Line by line, copy the material below exactly as given.

+++ Information given

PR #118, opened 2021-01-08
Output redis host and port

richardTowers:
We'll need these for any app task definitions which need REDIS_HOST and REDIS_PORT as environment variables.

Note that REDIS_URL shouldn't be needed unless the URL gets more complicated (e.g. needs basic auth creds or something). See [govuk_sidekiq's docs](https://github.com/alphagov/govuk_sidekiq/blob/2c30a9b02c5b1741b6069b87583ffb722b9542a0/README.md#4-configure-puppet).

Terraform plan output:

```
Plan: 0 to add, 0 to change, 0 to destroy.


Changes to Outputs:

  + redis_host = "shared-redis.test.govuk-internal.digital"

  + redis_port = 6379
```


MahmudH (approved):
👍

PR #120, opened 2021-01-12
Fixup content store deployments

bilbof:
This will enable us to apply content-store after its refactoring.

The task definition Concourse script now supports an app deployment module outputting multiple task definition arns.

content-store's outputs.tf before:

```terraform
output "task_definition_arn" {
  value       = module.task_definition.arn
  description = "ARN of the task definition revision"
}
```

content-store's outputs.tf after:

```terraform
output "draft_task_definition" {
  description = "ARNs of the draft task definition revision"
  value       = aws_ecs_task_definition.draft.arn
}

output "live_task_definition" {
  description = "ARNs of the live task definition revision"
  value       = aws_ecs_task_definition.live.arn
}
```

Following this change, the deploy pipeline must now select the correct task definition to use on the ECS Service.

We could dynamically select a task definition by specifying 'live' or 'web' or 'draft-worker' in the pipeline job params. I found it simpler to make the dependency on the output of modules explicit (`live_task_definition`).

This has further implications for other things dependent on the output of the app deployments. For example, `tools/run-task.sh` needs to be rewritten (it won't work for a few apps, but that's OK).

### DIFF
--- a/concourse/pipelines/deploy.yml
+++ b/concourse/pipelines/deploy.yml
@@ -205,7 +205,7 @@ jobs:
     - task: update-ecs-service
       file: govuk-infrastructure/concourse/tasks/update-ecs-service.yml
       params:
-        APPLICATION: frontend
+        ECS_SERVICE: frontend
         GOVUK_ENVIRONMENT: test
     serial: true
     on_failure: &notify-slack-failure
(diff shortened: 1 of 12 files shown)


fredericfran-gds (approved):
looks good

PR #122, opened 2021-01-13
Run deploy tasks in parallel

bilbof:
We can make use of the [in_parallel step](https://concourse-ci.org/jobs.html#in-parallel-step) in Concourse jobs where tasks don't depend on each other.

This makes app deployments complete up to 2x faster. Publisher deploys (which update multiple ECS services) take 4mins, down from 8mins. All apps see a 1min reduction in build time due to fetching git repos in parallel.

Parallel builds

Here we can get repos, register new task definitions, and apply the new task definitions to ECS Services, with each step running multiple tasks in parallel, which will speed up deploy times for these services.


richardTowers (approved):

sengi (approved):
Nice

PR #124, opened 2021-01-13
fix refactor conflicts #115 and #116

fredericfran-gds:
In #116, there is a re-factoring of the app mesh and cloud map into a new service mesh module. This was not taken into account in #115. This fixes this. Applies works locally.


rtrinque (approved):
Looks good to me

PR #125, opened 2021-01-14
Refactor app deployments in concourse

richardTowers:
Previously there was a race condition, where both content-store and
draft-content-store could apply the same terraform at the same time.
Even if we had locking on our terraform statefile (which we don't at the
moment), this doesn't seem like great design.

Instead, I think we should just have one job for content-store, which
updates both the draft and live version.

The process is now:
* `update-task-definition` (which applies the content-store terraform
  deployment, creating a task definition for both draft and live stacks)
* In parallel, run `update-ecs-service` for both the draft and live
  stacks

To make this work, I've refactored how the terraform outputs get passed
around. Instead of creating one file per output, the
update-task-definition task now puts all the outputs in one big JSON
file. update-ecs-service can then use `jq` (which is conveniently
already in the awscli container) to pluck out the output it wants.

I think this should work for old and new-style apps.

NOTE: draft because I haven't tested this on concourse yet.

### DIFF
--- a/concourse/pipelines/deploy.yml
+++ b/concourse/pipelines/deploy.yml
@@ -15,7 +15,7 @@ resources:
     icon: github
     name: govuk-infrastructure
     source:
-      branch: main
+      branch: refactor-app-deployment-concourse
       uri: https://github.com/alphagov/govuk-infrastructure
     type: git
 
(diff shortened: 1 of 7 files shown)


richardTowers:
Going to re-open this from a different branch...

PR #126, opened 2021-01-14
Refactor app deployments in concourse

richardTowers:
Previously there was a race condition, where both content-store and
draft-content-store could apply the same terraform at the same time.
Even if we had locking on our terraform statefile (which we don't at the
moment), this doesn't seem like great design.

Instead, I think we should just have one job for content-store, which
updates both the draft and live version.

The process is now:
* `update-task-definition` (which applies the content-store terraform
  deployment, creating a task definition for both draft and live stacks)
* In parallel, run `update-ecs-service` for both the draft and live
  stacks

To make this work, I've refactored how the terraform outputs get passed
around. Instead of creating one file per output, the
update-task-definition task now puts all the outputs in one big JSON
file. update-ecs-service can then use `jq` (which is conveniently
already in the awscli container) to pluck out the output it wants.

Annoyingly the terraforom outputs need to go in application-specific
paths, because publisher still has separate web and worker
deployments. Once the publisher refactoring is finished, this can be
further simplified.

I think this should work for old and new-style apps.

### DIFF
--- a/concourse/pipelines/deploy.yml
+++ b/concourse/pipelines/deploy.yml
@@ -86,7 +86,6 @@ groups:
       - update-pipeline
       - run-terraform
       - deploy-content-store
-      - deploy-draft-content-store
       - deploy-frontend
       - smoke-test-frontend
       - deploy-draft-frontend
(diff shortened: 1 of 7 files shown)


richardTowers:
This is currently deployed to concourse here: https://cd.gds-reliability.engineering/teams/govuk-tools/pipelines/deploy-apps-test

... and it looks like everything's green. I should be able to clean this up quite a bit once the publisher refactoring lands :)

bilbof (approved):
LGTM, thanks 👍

++++++

*Response for this exercise*
PR #118, opened 2021-01-08
Output redis host and port

richardTowers:
We'll need these for any app task definitions which need REDIS_HOST and REDIS_PORT as environment variables.

Note that REDIS_URL shouldn't be needed unless the URL gets more complicated (e.g. needs basic auth creds or something). See [govuk_sidekiq's docs](https://github.com/alphagov/govuk_sidekiq/blob/2c30a9b02c5b1741b6069b87583ffb722b9542a0/README.md#4-configure-puppet).

Terraform plan output:

```
Plan: 0 to add, 0 to change, 0 to destroy.


Changes to Outputs:

  + redis_host = "shared-redis.test.govuk-internal.digital"

  + redis_port = 6379
```


MahmudH (approved):
👍

PR #120, opened 2021-01-12
Fixup content store deployments

bilbof:
This will enable us to apply content-store after its refactoring.

The task definition Concourse script now supports an app deployment module outputting multiple task definition arns.

content-store's outputs.tf before:

```terraform
output "task_definition_arn" {
  value       = module.task_definition.arn
  description = "ARN of the task definition revision"
}
```

content-store's outputs.tf after:

```terraform
output "draft_task_definition" {
  description = "ARNs of the draft task definition revision"
  value       = aws_ecs_task_definition.draft.arn
}

output "live_task_definition" {
  description = "ARNs of the live task definition revision"
  value       = aws_ecs_task_definition.live.arn
}
```

Following this change, the deploy pipeline must now select the correct task definition to use on the ECS Service.

We could dynamically select a task definition by specifying 'live' or 'web' or 'draft-worker' in the pipeline job params. I found it simpler to make the dependency on the output of modules explicit (`live_task_definition`).

This has further implications for other things dependent on the output of the app deployments. For example, `tools/run-task.sh` needs to be rewritten (it won't work for a few apps, but that's OK).

### DIFF
--- a/concourse/pipelines/deploy.yml
+++ b/concourse/pipelines/deploy.yml
@@ -205,7 +205,7 @@ jobs:
     - task: update-ecs-service
       file: govuk-infrastructure/concourse/tasks/update-ecs-service.yml
       params:
-        APPLICATION: frontend
+        ECS_SERVICE: frontend
         GOVUK_ENVIRONMENT: test
     serial: true
     on_failure: &notify-slack-failure
(diff shortened: 1 of 12 files shown)


fredericfran-gds (approved):
looks good

PR #122, opened 2021-01-13
Run deploy tasks in parallel

bilbof:
We can make use of the [in_parallel step](https://concourse-ci.org/jobs.html#in-parallel-step) in Concourse jobs where tasks don't depend on each other.

This makes app deployments complete up to 2x faster. Publisher deploys (which update multiple ECS services) take 4mins, down from 8mins. All apps see a 1min reduction in build time due to fetching git repos in parallel.

Parallel builds

Here we can get repos, register new task definitions, and apply the new task definitions to ECS Services, with each step running multiple tasks in parallel, which will speed up deploy times for these services.


richardTowers (approved):

sengi (approved):
Nice

PR #124, opened 2021-01-13
fix refactor conflicts #115 and #116

fredericfran-gds:
In #116, there is a re-factoring of the app mesh and cloud map into a new service mesh module. This was not taken into account in #115. This fixes this. Applies works locally.


rtrinque (approved):
Looks good to me

PR #125, opened 2021-01-14
Refactor app deployments in concourse

richardTowers:
Previously there was a race condition, where both content-store and
draft-content-store could apply the same terraform at the same time.
Even if we had locking on our terraform statefile (which we don't at the
moment), this doesn't seem like great design.

Instead, I think we should just have one job for content-store, which
updates both the draft and live version.

The process is now:
* `update-task-definition` (which applies the content-store terraform
  deployment, creating a task definition for both draft and live stacks)
* In parallel, run `update-ecs-service` for both the draft and live
  stacks

To make this work, I've refactored how the terraform outputs get passed
around. Instead of creating one file per output, the
update-task-definition task now puts all the outputs in one big JSON
file. update-ecs-service can then use `jq` (which is conveniently
already in the awscli container) to pluck out the output it wants.

I think this should work for old and new-style apps.

NOTE: draft because I haven't tested this on concourse yet.

### DIFF
--- a/concourse/pipelines/deploy.yml
+++ b/concourse/pipelines/deploy.yml
@@ -15,7 +15,7 @@ resources:
     icon: github
     name: govuk-infrastructure
     source:
-      branch: main
+      branch: refactor-app-deployment-concourse
       uri: https://github.com/alphagov/govuk-infrastructure
     type: git
 
(diff shortened: 1 of 7 files shown)


richardTowers:
Going to re-open this from a different branch...

PR #126, opened 2021-01-14
Refactor app deployments in concourse

richardTowers:
Previously there was a race condition, where both content-store and
draft-content-store could apply the same terraform at the same time.
Even if we had locking on our terraform statefile (which we don't at the
moment), this doesn't seem like great design.

Instead, I think we should just have one job for content-store, which
updates both the draft and live version.

The process is now:
* `update-task-definition` (which applies the content-store terraform
  deployment, creating a task definition for both draft and live stacks)
* In parallel, run `update-ecs-service` for both the draft and live
  stacks

To make this work, I've refactored how the terraform outputs get passed
around. Instead of creating one file per output, the
update-task-definition task now puts all the outputs in one big JSON
file. update-ecs-service can then use `jq` (which is conveniently
already in the awscli container) to pluck out the output it wants.

Annoyingly the terraforom outputs need to go in application-specific
paths, because publisher still has separate web and worker
deployments. Once the publisher refactoring is finished, this can be
further simplified.

I think this should work for old and new-style apps.

### DIFF
--- a/concourse/pipelines/deploy.yml
+++ b/concourse/pipelines/deploy.yml
@@ -86,7 +86,6 @@ groups:
       - update-pipeline
       - run-terraform
       - deploy-content-store
-      - deploy-draft-content-store
       - deploy-frontend
       - smoke-test-frontend
       - deploy-draft-frontend
(diff shortened: 1 of 7 files shown)


richardTowers:
This is currently deployed to concourse here: https://cd.gds-reliability.engineering/teams/govuk-tools/pipelines/deploy-apps-test

... and it looks like everything's green. I should be able to clean this up quite a bit once the publisher refactoring lands :)

bilbof (approved):
LGTM, thanks 👍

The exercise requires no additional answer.